PR #795, opened 2025-03-13
Update gtest version

vyasr:
## Description

The version of gtest that we are using (1.13) is no longer compatible with the version of gtest that is default in conda-forge (1.15.2). The issue is in "private APIs" changing: gtest is intended to be used via its macros, so directly calling some of the functions whose APIs have changed is not supported, but the problem is that the macros produce code using those functions. The second problem is that gtest and gmock mark their includes as isystem when they are built from source, which means that when building inside any environment where gtest is installed to system locations, if that version of gtest has incompatible versions of these APIs we wind up using the headers from the system installation (e.g. conda's) but then we link to our local build, resulting in linker errors. That is the issue that is currently arising. Due to the number of warnings that would surface if we tried to change the `-isystem` to `-I` for gtest, our best option is to just update gtest rather than muck with any of that. Since all of RAPIDS builds a static copy of gtest and avoids bundling it now, it should be safe to upgrade the version now.

## Checklist

### DIFF
--- a/rapids-cmake/cpm/versions.json
+++ b/rapids-cmake/cpm/versions.json
@@ -42,7 +42,7 @@
       "git_tag": "${version}"
     },
     "GTest": {
-      "version": "1.13.0",
+      "version": "1.15.2",
       "git_url": "https://github.com/google/googletest.git",
       "git_tag": "v${version}"
     },
--- a/rapids-cmake/cpm/versions.json
+++ b/rapids-cmake/cpm/versions.json
@@ -42,7 +42,7 @@
       "git_tag": "${version}"
     },
     "GTest": {
-      "version": "1.15.2",
+      "version": "1.16.0",
       "git_url": "https://github.com/google/googletest.git",
       "git_tag": "v${version}"
     },


rapids-cmake/cpm/versions.json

====

> What the exercise asks:
Up to and including the line with "## Description", repeat the entries exactly, beginning at their first line.

> Task result:
PR #795, opened 2025-03-13
Update gtest version

vyasr:
## Description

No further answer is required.